#### GIVEN INFORMATION
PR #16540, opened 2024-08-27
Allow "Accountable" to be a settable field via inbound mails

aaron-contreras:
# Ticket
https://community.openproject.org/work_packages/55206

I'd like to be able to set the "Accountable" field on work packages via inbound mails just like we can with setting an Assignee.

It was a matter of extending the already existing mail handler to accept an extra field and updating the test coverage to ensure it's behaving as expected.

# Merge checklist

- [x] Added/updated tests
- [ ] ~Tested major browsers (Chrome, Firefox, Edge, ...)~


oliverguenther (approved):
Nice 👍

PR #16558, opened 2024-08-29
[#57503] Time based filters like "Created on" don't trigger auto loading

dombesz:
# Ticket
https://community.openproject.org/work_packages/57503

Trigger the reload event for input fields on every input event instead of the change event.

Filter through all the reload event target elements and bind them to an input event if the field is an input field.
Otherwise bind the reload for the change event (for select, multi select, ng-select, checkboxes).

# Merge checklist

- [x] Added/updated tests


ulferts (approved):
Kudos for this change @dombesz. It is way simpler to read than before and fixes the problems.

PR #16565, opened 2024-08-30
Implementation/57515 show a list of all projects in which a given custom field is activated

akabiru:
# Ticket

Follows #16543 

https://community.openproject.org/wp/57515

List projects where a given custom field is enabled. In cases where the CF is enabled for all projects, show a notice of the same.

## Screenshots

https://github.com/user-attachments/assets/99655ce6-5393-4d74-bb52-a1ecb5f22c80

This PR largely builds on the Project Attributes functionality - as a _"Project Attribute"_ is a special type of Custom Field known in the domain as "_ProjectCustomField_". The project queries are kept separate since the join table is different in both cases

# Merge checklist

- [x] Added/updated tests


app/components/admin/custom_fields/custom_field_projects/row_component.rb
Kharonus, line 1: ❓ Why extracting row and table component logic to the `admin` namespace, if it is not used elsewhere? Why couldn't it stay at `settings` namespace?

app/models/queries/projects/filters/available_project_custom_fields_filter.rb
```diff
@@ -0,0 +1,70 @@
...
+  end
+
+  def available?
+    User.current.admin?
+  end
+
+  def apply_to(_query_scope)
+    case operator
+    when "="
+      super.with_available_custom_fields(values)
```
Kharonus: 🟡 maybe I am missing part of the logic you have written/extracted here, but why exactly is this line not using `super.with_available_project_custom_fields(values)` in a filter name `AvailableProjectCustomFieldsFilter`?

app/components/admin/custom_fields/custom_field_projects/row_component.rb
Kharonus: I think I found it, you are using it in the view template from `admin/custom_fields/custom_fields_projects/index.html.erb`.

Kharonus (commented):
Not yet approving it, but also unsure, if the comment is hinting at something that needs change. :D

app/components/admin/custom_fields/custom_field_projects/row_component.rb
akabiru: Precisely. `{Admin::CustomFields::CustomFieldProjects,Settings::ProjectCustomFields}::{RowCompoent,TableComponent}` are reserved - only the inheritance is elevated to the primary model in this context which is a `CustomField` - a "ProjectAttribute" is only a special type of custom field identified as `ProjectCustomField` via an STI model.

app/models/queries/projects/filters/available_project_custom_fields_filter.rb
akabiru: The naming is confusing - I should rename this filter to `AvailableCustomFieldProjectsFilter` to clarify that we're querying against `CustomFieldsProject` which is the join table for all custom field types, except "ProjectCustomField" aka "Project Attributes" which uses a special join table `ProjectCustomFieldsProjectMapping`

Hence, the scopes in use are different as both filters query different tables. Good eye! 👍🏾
########
**WHAT IS REQUIRED**
Look above for the line with "field via inbound mails" and the line with "https://community.openproject.org/work_packages/55206". Write out those two lines and all the lines between them, exactly, and no others.

**WRITTEN SOLUTION**
Allow "Accountable" to be a settable field via inbound mails

aaron-contreras:
# Ticket
https://community.openproject.org/work_packages/55206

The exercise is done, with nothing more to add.